Longtemps reconnu comme une terre d’athlétisme et de champions de fond, le Maroc a franchi un cap décisif sur l’échiquier sportif international. Depuis l’épopée historique de l’équipe nationale lors de la Coupe du monde de football 2022, le Royaume a changé de dimension. Sa progression fulgurante dans les classements mondiaux, où il s’achemine vers le top 10, témoigne d’un nouveau statut. Cette dynamique se confirme aujourd’hui avec l’organisation réussie d’une Coupe d’Afrique des Nations saluée unanimement, tant pour sa qualité logistique que pour son ambiance et sa sécurité.
Cette ascension n’est ni le fruit du hasard ni un simple coup d’éclat. Elle s’inscrit dans une vision stratégique portée au plus haut sommet de l’État, fondée sur des ambitions claires et assumées. Infrastructures modernes, professionnalisation de la gouvernance sportive, investissements massifs et mobilisation de compétences nationales et internationales ont permis au Maroc de s’imposer comme une grande nation de sport, identifiable, crédible et désormais respectée. Les sacrifices consentis dans ce processus paraissent aujourd’hui secondaires, tant le projet a porté ses fruits.
Certes, les critiques ne manquent pas. Certains dénoncent une prétendue « folie des grandeurs », estimant qu’un pays aspirant à jouer dans la cour des grands ne devrait pas encore composer avec des poches de pauvreté, de fortes disparités sociales et territoriales, ou un taux d’analphabétisme préoccupant.

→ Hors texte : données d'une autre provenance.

PR #6972, opened 2022-12-14
Pods 2.9.10.2

sc0ttkclark:


lkraav (commented):
I patched my live instance with 693dbfbdf5f7b0dab89a75669405aba8deed161c and at least things aren't crashing instantly, but it might take a bit for that specific flow to occur, to verify whether this patch the original problem.

PR #7041, opened 2023-03-27
Date format mapper - redo

JoryHogeveen:
Related: #4525
Related: #5675

## Description

This is a redo from an earlier PR: #5676
With this PR you can set your own formats when using date fields.

Text from prev PR:

> The relates issue noted that using {@post_date} always displays the mysql format (Y-m-d h:i).
> This PR sets this to the default formatting settings from WordPress.
> 
> This PR also adds a format param to the magic tag: {@post_date._format.Y-m-d}, {@post_date._format.Y m d} and even {@post_date._format.Y.m.d} (note the dots).
> Currently this PR only supports this for core-field dates (post_date). But might be a cool feature for other date fields as well.
>
> Would like to have feedback/ideas on how to best implement this.

This PR does NOT change the default behavior. It only adds the option to define a format (or select WP default format).

## Testing instructions

4. See '....'

## PR checklist

### DIFF
--- a/src/Pods/Data/Map_Field_Values.php
+++ b/src/Pods/Data/Map_Field_Values.php
@@ -754,7 +754,6 @@ class Map_Field_Values {
 		switch ( $traverse[0] ) {
 			case '_format':
 				$format    = $traverse[1];
-				$wp_format = in_array( strtolower( $format ), array( 'wp', 'wordpress' ), true );
 
 				switch ( $format ) {
 					case 'date':
--- a/src/Pods/Data/Map_Field_Values.php
+++ b/src/Pods/Data/Map_Field_Values.php
@@ -746,13 +746,30 @@ class Map_Field_Values {
 
 		$value = $obj->field( $field, array( 'raw' => true ) );
 
+		// No fields modifiers found.
 		if ( empty( $traverse[0] ) || empty( $traverse[1] ) ) {
 			return null;
 		}
 
 		switch ( $traverse[0] ) {
 			case '_format':
-				$format = $traverse[1];
+				$format    = $traverse[1];
+				$wp_format = in_array( strtolower( $format ), array( 'wp', 'wordpress' ), true );
+
+				if ( $wp_format ) {
+					switch ( $field ) {
+						case 'date':
+							$format = get_option( 'date_format' );
+							break;
+						case 'time':
+							$format = get_option( 'time_format' );
+							break;
+						default:
+							$format = get_option( 'date_format' ) . ' ' . get_option( 'time_format' );
+							break;
+					}
+				}
+
 				$value = date_i18n( $format, strtotime( $value ) );
 				break;
 			default:
--- a/src/Pods/Data/Map_Field_Values.php
+++ b/src/Pods/Data/Map_Field_Values.php
@@ -58,6 +58,7 @@ class Map_Field_Values {
 			'context_info',
 			'calculation',
 			'image_fields',
+			'date_fields',
 			'avatar',
 		];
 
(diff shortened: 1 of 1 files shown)


src/Pods/Data/Map_Field_Values.php
```diff
@@ -703,6 +704,85 @@ public function image_fields( $field, $traverse, $field_data, $obj ) {
...
+						$format = get_option( 'time_format' );
+						break;
+					case 'datetime':
+					case 'wp':
+					case 'wordpress':
+						$format = get_option( 'date_format' ) . ' ' . get_option( 'time_format' );
+						break;
+				}
+
+				$value = date_i18n( $format, strtotime( $value ) );
```
sc0ttkclark, line 776: We may need to do something for the time field in `$date_fields`.

src/Pods/Data/Map_Field_Values.php
```diff
@@ -703,6 +704,85 @@ public function image_fields( $field, $traverse, $field_data, $obj ) {
...
+	 *
+	 * @return null|mixed The date field value or null if there was no match.
+	 */
+	public function date_fields( $field, $traverse, $field_data, $obj = null ) {
+
+		// Default date field handlers.
+		$date_fields = array(
+			'date',
+			'time',
+			'datetime',
```
sc0ttkclark, line 725: Are these just special fields that will output the current date/time/datetime? If so, we should check whether the field exists before calling `->field()` on it (only if it's date/time/datetime) and then use the current date+time in that case.

src/Pods/Data/Map_Field_Values.php
```diff
@@ -703,6 +704,85 @@ public function image_fields( $field, $traverse, $field_data, $obj ) {
...
+		);
+
+		// Skip if the field exists.
+		if ( $field_data && ! in_array( $field_data->get_type(), $date_fields, true ) ) {
```
sc0ttkclark, line 729: If we are dealing with post_date etc, those fields will match an object field and be skipped.

src/Pods/Data/Map_Field_Values.php
```diff
@@ -703,6 +704,85 @@ public function image_fields( $field, $traverse, $field_data, $obj ) {
...
+			$date_fields[] = 'post_modified';
+			$date_fields[] = 'post_modified_gmt';
+		}
+
+		// Handle special field tags.
+		if ( ! in_array( $field, $date_fields, true ) ) {
+			return null;
+		}
+
+		$value = $obj->field( $field, array( 'raw' => true ) );
```
sc0ttkclark, line 747: We need a case for current date/time/datetime values.

```suggestion
		$value = $field_data ? $obj->field( $field, array( 'raw' => true ) ) : current_time( 'mysql' );
```

src/Pods/Data/Map_Field_Values.php
```diff
@@ -703,6 +704,85 @@ public function image_fields( $field, $traverse, $field_data, $obj ) {
...
+	public function date_fields( $field, $traverse, $field_data, $obj = null ) {
+
+		// Default date field handlers.
+		$date_fields = array(
+			'date',
+			'time',
+			'datetime',
+		);
+
+		// Skip if the field exists.
```
sc0ttkclark, line 728:
```suggestion
		// Skip if the field exists and is NOT a date/time/datetime field type.
```

src/Pods/Data/Map_Field_Values.php
```diff
@@ -703,6 +704,85 @@ public function image_fields( $field, $traverse, $field_data, $obj ) {
...
+		}
+
+		$object_type = $obj ? $obj->pod_data->get_type() : null;
+
+		if ( 'post_type' === $object_type ) {
+			$date_fields[] = 'post_date';
+			$date_fields[] = 'post_date_gmt';
+			$date_fields[] = 'post_modified';
+			$date_fields[] = 'post_modified_gmt';
+		}
```
sc0ttkclark, line 740: I don't think we need this logic

```suggestion
```

src/Pods/Data/Map_Field_Values.php
sc0ttkclark, line 747: We need a case for current date/time/datetime values.

```suggestion
		// Handle getting current field value.
		if ( $field_data ) {
			$value = $obj->field( $field, array( 'raw' => true ) );
		} else {
			$value = current_time( 'mysql' );
		}
```

sc0ttkclark (changes requested):
Some changes here needed but it's very close. Let's be sure to add coverage for all of the available options/logic in the `tests/codeception/wpunit/Pods/MappingTest.php` file.

src/Pods/Data/Map_Field_Values.php
```diff
@@ -703,6 +704,85 @@ public function image_fields( $field, $traverse, $field_data, $obj ) {
...
+	 * @param string[]                $traverse   The list of fields in the path excluding the first field name.
+	 * @param null|Field|Object_Field $field_data The field data or null if not a field.
+	 * @param Pods|null               $obj        The Pods object or null if not set.
+	 *
+	 * @return null|mixed The date field value or null if there was no match.
+	 */
+	public function date_fields( $field, $traverse, $field_data, $obj = null ) {
+
+		// Default date field handlers.
+		$date_fields = array(
```
sc0ttkclark, line 722: FYI we could use `PodsForm::date_field_types()` here but because it makes more sense to only keep this for date/time/datetime as kind of global special tags, I don't think it needs to match the current date field types at all and can remain as this hardcoded list.

This is more of a note for ourselves to reference for why this is here :)

classes/Pods.php
```diff
@@ -1696,7 +1697,7 @@ public function field( $name, $single = null, $raw = false ) {
 			$value = array_merge( ...$value );
 		}
 
-		if ( ! empty( $field_data ) && ( $params->display || ! $params->raw ) && ! $params->in_form && ! $params->raw_display ) {
+		if ( ! $is_mapped && ! empty( $field_data ) && ( $params->display || ! $params->raw ) && ! $params->in_form && ! $params->raw_display ) {
```
sc0ttkclark, line 1700: In all cases, are mapped values handling their own display output? Maybe, just worth confirming

sc0ttkclark (approved):
Looks good to me, we could improve with some assertions on an object field but it's good either way

sc0ttkclark (changes requested):
There's a test failure on the first assertion at https://github.com/pods-framework/pods/pull/7041/files#diff-2c2cd009a6ec8c79443141f820e785b79db4f0d63491de1d5a2bf0d978f271fbR620

https://github.com/pods-framework/pods/actions/runs/4554822589/jobs/8033220382?pr=7041#step:15:44

classes/Pods.php
JoryHogeveen: I did assume they would. Most mappers are related to iteration fields (index, row etc.).
There are two mappers that our unit tests should verify: Avatar and Image fields.

That said, I feel like mappers are and should be short circuit handlers for fields and thus should not have to be processed further.
The `Pods::field()` method should definitely be more abstracted to make this much more easy to follow and debug.

JoryHogeveen:
> There's a test failure on the first assertion at https://github.com/pods-framework/pods/pull/7041/files#diff-2c2cd009a6ec8c79443141f820e785b79db4f0d63491de1d5a2bf0d978f271fbR620
> 
> https://github.com/pods-framework/pods/actions/runs/4554822589/jobs/8033220382?pr=7041#step:15:44

I do not get why the tests are failing, and definitely not why it returns false.
When I test the field locally it works, only the tests (also locally) are failing.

Mais ces réserves n’altèrent en rien l’éclat de la nouvelle image sportive du Royaume, qui brille sur la scène internationale et contribue à renforcer son soft power.
L’enjeu des prochaines années sera toutefois déterminant. Il ne s’agira pas seulement de préserver cette image conquise de haute lutte, mais de la consolider durablement par un effort accru en matière de développement socio-économique. La réduction des inégalités, la lutte ciblée contre la pauvreté et l’intégration des territoires marginalisés devront accompagner cette ambition sportive, afin d’éviter toute dissonance entre vitrine internationale et réalité sociale.
Enfin, pour que cette image moderne et conquérante soit pleinement assumée, le Maroc devra poursuivre le chantier de la réforme du sport national. Cela passe par une gouvernance assainie, débarrassée des pratiques archaïques et des réseaux d’intérêts, mais aussi par un investissement continu dans la formation des jeunes talents. Ces derniers sont appelés à devenir les futurs ambassadeurs du Royaume, porteurs d’une image à la fois performante, éthique et durable.